To do:
An exact transcription of the lines below, from the first through the one containing "This PR demos", is the only output wanted.

Entries taken from a collection:

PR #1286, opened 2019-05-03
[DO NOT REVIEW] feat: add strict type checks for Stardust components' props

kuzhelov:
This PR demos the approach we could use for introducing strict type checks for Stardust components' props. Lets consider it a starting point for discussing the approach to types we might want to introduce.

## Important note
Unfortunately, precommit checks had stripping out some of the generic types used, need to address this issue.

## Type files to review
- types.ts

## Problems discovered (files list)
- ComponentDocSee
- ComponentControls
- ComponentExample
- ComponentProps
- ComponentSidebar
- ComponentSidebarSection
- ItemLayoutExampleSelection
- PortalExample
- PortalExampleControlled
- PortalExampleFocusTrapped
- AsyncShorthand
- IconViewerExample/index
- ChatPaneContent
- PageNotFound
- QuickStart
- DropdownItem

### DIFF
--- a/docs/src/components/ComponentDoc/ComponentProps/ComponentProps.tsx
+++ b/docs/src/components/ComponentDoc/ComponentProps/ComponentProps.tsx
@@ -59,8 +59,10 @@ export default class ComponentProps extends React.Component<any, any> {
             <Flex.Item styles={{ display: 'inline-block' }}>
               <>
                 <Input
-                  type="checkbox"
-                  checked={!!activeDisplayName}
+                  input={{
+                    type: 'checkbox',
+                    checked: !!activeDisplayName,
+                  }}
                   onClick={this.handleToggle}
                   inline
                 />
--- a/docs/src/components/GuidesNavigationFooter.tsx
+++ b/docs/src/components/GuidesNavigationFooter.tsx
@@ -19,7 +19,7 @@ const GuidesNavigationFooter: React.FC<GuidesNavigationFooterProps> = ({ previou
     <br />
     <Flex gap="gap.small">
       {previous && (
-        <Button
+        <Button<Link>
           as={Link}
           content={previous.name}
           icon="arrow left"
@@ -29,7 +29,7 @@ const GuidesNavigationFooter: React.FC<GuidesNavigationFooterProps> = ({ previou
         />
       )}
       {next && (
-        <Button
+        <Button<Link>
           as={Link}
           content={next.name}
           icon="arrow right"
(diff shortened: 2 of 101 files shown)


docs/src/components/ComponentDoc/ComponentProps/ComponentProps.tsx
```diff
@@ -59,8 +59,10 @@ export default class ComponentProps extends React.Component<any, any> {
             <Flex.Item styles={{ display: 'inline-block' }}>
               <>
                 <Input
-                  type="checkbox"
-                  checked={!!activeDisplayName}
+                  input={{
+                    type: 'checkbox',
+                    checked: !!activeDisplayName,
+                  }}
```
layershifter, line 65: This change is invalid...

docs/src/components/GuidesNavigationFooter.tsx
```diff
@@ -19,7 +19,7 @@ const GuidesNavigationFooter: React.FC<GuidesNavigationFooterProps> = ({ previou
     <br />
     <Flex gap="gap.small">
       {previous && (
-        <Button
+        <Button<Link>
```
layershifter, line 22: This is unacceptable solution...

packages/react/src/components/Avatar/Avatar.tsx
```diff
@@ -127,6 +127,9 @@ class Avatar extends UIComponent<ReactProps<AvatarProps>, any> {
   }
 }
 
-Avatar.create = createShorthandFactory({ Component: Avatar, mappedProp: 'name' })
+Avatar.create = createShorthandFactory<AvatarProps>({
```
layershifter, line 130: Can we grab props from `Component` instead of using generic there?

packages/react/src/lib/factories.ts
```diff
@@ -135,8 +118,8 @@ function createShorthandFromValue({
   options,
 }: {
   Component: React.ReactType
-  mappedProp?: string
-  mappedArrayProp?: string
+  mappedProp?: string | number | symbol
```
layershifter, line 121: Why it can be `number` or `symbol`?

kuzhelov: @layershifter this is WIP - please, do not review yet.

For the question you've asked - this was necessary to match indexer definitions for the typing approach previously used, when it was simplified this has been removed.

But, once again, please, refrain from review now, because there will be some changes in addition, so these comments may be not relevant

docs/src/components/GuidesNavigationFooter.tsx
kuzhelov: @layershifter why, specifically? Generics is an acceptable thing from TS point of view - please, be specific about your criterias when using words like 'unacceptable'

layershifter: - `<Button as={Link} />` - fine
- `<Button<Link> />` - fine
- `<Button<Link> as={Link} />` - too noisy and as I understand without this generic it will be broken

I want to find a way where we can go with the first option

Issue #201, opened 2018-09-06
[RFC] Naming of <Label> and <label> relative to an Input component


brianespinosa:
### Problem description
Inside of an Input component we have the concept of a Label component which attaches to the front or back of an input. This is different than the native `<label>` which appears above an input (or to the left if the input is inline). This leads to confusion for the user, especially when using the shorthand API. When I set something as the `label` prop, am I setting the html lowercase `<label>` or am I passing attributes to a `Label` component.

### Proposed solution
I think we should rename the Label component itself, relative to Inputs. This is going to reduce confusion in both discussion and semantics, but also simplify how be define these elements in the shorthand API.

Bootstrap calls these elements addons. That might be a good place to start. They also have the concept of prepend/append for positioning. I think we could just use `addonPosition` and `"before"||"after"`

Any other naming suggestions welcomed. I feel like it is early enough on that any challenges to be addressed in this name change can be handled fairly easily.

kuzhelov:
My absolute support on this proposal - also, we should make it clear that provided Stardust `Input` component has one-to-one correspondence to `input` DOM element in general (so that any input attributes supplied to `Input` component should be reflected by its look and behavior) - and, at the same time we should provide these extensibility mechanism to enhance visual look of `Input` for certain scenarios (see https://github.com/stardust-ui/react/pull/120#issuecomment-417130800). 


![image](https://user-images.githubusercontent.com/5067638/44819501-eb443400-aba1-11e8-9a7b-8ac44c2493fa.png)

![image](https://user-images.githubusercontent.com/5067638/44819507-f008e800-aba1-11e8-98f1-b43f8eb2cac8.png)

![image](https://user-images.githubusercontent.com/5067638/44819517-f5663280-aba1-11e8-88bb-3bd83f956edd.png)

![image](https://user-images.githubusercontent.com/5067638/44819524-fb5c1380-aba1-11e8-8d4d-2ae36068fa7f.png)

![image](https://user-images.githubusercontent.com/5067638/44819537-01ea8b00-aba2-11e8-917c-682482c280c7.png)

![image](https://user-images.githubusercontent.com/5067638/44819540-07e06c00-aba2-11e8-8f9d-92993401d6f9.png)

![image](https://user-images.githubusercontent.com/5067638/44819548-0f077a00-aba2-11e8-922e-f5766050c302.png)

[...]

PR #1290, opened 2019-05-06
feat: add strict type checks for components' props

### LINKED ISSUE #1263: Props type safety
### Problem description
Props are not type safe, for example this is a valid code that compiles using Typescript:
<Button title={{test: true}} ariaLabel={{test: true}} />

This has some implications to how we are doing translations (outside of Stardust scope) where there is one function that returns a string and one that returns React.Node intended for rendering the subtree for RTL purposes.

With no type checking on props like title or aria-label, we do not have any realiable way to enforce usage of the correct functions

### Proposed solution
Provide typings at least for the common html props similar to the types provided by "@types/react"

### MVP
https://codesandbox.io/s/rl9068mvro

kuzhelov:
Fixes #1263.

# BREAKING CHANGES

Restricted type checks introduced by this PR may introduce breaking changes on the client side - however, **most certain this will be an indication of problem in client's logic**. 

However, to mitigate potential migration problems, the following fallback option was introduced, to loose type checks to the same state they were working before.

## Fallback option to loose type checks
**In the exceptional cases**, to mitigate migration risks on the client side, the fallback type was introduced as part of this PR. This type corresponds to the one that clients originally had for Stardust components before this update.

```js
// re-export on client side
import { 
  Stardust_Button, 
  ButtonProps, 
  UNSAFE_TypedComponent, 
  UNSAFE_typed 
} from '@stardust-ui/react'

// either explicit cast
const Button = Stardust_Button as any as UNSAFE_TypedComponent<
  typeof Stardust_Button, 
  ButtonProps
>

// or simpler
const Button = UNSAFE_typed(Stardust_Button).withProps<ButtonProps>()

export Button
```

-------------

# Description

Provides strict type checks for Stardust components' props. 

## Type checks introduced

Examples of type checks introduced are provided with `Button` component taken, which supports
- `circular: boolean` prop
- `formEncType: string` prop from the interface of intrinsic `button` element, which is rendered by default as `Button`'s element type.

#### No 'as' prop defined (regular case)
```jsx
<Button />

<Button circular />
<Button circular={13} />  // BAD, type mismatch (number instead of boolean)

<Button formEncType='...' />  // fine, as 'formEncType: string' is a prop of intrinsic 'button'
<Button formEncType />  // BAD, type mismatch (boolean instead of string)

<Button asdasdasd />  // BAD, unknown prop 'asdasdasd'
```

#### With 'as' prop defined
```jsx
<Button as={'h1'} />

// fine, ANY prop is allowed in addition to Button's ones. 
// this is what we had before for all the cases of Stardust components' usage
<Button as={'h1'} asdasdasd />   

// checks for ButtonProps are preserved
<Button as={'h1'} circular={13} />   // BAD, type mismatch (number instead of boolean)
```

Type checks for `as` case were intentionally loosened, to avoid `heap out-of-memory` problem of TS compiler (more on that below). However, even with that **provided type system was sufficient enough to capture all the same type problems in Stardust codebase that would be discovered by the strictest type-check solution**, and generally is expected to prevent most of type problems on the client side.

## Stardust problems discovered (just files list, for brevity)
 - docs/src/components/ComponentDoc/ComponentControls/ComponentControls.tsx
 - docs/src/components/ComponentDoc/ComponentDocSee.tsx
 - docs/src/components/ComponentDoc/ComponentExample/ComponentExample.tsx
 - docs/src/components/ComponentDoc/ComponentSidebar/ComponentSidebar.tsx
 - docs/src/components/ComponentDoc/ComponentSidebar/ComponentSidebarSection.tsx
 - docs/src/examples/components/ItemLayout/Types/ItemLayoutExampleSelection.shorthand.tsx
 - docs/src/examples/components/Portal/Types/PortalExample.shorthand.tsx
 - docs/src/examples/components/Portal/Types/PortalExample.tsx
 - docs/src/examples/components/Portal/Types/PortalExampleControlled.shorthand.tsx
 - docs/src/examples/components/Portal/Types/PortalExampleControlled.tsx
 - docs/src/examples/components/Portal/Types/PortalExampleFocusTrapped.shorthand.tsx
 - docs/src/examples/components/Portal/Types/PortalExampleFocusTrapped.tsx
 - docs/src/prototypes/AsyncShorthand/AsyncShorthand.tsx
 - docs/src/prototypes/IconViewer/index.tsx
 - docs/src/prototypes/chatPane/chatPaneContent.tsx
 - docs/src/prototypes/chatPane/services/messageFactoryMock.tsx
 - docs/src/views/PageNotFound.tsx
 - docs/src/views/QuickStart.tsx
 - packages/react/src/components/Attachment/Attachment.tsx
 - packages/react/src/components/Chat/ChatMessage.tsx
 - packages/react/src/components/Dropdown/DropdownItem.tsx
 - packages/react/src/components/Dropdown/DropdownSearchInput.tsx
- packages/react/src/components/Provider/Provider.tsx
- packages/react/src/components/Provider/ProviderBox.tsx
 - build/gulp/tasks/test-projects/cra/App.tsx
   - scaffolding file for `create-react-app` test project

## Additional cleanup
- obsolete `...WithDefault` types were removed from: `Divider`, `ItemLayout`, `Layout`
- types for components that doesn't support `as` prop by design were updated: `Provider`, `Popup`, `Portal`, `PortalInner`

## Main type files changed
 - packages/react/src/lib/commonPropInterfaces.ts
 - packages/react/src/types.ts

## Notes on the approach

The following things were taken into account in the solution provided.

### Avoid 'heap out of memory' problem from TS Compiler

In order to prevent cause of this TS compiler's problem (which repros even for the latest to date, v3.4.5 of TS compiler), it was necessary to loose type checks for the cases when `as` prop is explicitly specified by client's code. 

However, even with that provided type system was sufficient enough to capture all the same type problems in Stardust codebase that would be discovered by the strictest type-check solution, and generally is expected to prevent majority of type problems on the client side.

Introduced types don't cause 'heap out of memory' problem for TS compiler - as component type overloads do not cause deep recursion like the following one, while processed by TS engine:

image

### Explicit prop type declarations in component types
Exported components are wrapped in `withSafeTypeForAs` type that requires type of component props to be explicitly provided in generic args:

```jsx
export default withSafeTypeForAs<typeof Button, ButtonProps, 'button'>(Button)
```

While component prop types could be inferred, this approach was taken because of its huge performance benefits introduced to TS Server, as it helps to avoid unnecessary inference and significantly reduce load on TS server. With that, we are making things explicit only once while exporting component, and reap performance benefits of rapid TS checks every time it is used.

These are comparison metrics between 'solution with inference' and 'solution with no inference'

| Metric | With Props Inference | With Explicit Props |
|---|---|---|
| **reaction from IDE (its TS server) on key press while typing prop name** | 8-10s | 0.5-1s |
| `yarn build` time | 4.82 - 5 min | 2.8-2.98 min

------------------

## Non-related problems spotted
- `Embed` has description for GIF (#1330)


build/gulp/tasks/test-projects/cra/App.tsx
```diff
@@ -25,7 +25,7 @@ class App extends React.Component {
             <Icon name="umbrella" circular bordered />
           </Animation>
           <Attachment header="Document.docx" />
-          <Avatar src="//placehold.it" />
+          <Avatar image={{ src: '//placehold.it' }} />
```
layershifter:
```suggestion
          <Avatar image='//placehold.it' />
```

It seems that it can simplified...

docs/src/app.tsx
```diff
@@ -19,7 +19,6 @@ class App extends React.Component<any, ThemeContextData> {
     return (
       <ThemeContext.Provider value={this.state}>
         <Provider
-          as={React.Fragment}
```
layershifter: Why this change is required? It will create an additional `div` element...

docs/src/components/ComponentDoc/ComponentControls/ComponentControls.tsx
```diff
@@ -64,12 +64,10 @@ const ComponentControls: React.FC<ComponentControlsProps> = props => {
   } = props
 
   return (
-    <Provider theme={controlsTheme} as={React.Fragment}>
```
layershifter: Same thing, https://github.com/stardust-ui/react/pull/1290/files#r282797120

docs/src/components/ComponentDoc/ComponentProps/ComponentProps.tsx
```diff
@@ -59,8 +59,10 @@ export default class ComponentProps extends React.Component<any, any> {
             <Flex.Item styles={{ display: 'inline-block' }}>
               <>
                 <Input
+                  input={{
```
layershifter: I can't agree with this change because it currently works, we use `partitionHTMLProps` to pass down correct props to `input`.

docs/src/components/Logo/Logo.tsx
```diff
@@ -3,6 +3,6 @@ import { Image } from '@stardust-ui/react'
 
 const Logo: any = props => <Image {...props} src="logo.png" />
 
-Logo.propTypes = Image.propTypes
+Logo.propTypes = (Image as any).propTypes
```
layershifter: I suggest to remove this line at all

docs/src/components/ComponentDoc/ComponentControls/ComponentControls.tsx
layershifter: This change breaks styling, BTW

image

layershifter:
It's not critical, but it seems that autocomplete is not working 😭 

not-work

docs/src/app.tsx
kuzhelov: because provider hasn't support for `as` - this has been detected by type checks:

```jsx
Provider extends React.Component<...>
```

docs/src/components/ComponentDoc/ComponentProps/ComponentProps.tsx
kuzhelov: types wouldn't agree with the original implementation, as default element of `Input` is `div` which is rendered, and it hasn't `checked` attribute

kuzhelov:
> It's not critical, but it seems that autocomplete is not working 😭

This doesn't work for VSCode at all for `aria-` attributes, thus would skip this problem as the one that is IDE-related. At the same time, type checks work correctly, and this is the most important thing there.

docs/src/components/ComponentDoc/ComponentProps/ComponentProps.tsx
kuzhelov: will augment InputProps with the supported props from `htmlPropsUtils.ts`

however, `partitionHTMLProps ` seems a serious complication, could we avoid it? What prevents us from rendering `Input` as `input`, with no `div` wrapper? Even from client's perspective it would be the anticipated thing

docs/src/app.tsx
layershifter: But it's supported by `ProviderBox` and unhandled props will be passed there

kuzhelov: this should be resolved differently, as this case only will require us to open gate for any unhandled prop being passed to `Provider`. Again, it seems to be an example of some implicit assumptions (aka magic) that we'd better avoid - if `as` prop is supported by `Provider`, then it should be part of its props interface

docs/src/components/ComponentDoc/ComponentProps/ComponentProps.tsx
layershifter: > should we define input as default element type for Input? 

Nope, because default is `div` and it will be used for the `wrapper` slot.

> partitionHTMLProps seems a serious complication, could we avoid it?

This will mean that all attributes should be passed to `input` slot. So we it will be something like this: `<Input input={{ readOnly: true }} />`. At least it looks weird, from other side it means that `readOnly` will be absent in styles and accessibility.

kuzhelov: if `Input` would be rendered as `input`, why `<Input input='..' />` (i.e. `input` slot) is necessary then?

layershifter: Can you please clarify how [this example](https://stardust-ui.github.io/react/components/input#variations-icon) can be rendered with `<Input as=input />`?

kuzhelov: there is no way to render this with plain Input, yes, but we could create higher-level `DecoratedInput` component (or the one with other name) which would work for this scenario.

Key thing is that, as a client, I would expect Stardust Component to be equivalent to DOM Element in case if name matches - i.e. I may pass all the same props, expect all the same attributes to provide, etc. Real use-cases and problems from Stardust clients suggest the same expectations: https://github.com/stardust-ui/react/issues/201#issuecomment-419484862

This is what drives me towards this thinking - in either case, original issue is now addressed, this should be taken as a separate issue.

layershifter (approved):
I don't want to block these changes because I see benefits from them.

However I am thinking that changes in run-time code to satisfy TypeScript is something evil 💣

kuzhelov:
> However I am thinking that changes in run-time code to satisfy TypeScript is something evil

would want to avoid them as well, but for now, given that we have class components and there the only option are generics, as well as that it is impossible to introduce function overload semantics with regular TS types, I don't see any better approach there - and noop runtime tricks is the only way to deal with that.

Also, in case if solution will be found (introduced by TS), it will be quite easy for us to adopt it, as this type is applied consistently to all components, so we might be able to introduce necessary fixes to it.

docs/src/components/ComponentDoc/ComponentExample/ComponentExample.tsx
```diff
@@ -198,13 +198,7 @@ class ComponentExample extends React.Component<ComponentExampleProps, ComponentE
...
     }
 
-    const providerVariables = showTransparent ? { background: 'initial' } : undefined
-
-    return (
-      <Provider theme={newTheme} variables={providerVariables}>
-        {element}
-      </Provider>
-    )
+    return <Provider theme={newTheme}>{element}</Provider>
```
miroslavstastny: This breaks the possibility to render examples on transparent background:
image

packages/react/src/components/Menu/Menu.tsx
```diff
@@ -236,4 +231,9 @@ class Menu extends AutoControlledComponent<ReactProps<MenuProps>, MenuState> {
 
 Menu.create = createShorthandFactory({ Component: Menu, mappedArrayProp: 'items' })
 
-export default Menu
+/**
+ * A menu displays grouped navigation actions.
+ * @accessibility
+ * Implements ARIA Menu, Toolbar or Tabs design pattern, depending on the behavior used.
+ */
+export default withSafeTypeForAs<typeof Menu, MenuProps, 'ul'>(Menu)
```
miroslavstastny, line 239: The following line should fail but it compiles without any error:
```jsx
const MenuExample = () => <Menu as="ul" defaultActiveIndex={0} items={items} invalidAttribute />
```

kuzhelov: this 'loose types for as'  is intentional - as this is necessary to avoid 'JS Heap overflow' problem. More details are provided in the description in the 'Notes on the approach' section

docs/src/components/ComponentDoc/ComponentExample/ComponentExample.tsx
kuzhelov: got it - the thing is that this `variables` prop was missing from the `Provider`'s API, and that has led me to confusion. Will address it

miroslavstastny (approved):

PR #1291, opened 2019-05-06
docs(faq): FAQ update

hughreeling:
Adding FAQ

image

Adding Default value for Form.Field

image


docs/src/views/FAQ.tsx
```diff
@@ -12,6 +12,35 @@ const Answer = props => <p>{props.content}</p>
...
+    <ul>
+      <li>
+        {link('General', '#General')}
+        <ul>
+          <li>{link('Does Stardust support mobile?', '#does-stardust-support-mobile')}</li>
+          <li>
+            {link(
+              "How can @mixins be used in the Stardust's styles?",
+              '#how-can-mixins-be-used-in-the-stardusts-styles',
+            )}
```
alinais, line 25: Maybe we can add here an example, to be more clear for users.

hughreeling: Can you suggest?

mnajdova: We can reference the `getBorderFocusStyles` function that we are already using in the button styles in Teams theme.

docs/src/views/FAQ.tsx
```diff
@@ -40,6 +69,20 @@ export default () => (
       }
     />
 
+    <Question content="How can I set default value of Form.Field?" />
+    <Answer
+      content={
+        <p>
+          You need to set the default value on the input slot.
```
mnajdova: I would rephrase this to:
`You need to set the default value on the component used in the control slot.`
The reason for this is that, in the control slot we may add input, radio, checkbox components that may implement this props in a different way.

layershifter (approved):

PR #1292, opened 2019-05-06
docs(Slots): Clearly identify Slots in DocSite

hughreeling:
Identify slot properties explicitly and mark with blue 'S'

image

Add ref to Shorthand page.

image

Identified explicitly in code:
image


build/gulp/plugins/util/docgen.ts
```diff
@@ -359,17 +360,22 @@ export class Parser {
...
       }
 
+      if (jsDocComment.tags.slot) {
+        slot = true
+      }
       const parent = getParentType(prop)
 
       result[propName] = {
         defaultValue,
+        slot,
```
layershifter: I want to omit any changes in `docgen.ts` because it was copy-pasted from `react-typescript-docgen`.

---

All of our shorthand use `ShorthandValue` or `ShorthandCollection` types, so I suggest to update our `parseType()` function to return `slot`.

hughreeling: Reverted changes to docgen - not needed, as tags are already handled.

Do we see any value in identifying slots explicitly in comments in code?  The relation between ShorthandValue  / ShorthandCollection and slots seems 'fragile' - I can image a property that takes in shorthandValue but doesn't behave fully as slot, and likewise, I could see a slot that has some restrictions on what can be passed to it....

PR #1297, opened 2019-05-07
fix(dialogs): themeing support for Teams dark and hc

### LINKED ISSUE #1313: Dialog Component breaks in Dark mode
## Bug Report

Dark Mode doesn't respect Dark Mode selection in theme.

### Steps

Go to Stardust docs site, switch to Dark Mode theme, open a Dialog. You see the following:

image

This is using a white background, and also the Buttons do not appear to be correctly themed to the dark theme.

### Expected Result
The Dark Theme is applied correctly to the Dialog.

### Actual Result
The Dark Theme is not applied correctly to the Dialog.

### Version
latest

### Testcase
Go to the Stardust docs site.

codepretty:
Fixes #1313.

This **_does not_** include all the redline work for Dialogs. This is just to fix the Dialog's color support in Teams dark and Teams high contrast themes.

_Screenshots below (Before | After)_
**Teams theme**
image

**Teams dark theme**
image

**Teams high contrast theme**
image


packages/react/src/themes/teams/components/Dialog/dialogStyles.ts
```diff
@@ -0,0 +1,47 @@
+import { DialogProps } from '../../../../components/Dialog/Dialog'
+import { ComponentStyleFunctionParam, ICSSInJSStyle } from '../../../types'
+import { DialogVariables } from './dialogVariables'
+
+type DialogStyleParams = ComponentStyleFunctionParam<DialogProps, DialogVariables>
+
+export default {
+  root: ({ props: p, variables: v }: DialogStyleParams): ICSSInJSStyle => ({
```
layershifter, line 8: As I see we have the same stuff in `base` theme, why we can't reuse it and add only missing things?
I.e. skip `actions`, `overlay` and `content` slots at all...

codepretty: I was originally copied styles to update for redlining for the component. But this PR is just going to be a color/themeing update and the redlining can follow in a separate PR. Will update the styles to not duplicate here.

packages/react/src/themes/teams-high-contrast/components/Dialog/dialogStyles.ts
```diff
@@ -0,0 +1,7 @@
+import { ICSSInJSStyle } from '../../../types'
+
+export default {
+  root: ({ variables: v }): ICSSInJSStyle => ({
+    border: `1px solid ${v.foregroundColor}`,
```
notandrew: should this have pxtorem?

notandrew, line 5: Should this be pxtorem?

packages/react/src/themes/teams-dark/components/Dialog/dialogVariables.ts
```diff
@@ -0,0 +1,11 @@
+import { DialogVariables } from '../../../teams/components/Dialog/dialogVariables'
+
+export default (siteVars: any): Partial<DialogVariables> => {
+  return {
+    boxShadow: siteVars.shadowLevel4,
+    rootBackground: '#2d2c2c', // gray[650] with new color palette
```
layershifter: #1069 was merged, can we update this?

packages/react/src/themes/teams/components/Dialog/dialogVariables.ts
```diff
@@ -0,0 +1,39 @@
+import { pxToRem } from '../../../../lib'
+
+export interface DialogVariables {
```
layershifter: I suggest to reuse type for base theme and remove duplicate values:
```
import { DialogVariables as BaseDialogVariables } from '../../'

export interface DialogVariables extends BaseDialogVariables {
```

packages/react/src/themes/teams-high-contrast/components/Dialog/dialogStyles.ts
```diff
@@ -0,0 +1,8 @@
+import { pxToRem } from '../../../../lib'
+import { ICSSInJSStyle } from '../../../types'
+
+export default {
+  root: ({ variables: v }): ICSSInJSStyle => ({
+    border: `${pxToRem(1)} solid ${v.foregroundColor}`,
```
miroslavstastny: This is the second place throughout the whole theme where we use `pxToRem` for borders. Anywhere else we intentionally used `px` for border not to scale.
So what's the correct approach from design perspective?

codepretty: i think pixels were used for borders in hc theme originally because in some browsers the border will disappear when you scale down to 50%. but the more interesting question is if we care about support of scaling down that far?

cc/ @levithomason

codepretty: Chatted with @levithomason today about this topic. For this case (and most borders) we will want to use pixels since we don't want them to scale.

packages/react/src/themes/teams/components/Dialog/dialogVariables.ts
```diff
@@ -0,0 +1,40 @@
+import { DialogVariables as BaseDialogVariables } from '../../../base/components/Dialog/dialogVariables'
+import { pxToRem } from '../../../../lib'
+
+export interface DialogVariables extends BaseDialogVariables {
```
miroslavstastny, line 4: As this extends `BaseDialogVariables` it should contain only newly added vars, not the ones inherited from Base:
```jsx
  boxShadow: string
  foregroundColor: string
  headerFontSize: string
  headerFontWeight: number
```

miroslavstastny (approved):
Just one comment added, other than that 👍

Solution to this problem:
PR #1286, opened 2019-05-03
[DO NOT REVIEW] feat: add strict type checks for Stardust components' props

kuzhelov:
This PR demos the approach we could use for introducing strict type checks for Stardust components' props. Lets consider it a starting point for discussing the approach to types we might want to introduce.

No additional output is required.